**Your objective**
For each line in the records that contains "class", make a copy.

**Available data**
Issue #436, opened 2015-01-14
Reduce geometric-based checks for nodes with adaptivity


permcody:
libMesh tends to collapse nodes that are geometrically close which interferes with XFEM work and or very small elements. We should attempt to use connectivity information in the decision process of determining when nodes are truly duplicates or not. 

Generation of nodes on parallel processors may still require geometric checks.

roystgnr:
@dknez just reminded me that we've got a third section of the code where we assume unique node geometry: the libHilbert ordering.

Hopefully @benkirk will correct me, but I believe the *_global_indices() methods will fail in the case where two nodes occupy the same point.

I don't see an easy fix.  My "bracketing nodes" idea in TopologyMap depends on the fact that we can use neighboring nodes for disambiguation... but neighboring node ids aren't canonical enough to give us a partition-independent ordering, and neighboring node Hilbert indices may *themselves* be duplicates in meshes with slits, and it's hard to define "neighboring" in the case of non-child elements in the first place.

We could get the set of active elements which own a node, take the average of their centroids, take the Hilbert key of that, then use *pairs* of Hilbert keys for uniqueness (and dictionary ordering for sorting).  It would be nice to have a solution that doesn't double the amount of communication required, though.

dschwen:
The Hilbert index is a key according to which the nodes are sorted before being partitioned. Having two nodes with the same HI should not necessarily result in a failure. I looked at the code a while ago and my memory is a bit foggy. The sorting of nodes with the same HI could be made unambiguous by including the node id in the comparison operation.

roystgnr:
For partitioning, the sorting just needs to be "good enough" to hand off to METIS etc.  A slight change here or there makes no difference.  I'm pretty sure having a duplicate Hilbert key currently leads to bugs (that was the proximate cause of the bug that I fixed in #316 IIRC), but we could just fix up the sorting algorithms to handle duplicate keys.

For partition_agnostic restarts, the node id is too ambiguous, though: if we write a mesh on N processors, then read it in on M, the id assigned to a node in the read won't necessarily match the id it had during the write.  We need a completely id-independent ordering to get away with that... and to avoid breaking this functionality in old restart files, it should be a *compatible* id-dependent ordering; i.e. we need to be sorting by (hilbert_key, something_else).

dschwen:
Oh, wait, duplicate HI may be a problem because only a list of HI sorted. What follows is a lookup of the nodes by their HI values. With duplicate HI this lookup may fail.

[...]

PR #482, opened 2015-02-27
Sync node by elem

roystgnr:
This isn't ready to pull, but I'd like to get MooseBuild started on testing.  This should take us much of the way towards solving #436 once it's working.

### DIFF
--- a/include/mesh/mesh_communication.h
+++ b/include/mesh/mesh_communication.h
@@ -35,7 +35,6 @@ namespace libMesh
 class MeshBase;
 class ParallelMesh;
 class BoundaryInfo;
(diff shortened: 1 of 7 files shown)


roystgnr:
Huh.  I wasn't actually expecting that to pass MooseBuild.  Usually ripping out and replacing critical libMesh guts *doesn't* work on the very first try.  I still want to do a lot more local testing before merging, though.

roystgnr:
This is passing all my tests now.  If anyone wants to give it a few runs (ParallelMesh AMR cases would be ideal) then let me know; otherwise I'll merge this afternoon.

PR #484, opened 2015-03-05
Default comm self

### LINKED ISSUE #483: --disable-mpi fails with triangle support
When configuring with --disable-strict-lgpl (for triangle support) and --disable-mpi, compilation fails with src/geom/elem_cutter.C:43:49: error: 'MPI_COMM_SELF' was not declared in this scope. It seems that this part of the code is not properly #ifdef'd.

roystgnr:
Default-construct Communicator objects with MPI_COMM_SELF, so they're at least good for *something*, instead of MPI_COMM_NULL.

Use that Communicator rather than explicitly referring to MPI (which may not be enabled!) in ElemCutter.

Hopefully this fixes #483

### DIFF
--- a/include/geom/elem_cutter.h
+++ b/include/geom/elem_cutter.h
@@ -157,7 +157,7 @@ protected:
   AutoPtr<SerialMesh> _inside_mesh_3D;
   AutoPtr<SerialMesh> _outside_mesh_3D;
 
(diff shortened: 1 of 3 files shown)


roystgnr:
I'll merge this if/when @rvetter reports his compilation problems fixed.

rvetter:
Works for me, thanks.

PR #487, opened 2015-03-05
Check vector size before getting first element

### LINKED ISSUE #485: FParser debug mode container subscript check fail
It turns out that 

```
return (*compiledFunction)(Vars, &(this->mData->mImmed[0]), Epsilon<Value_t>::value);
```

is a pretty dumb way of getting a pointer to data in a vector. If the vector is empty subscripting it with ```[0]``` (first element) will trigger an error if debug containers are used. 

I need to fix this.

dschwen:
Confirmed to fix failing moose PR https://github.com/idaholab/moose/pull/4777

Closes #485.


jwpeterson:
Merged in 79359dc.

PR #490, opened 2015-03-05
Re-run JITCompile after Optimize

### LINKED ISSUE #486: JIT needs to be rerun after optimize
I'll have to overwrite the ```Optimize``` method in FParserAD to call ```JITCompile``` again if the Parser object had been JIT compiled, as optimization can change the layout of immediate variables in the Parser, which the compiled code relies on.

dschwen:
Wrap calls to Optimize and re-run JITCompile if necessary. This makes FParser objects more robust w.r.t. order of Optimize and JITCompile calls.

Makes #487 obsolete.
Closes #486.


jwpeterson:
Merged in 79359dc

**Exercise solution**
 class MeshBase;
 class ParallelMesh;
 class BoundaryInfo;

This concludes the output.